■ TASK DETAILS ■
Count lines, not occurrences: report how many lines in the records hold the string "each", and nothing else.

Stored items
PR #30, opened 2018-07-16
feat(components-docs): add link to api docs for each component

jgw96:
This resolves the task we prioritized around adding a link to the api docs for each component in the component docs

- generate new anchor tag that links to api docs
- adds css for this new anchor

### DIFF
--- a/src/components.d.ts
+++ b/src/components.d.ts
@@ -605,6 +605,39 @@ declare global {
 declare global {
 
   namespace StencilComponents {
+    interface DocsLink {
+      'compName': string;
+    }
+  }
+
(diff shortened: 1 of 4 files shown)


camwiegert:
Alright, so upon further investigation. I think it's better to localize this to the `component-preview` component. I think I'd rather not complicate the markdown renderer and instead just dynamically add these links from the page.

If we go down the road of adding special cases to the renderer, I'd worry about it getting out of hand. This way the special case is handled in [the same location](https://github.com/ionic-team/ionic-docs/blob/master/src/components/component-preview/component-preview.tsx#L41-L48) as the rest of the special pieces of the `components` page.

@jgw96 What do you think?

camwiegert:
Going to close this as it was addressed in a different way. Thanks @jgw96!

PR #40, opened 2018-07-26
add app type thumbnails to building/starting

janpio:
makes sense to be able to visualize start app types here as well


camwiegert:
I think the text descriptions perform the same function here.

■ RESULT OF THIS EXERCISE ■
2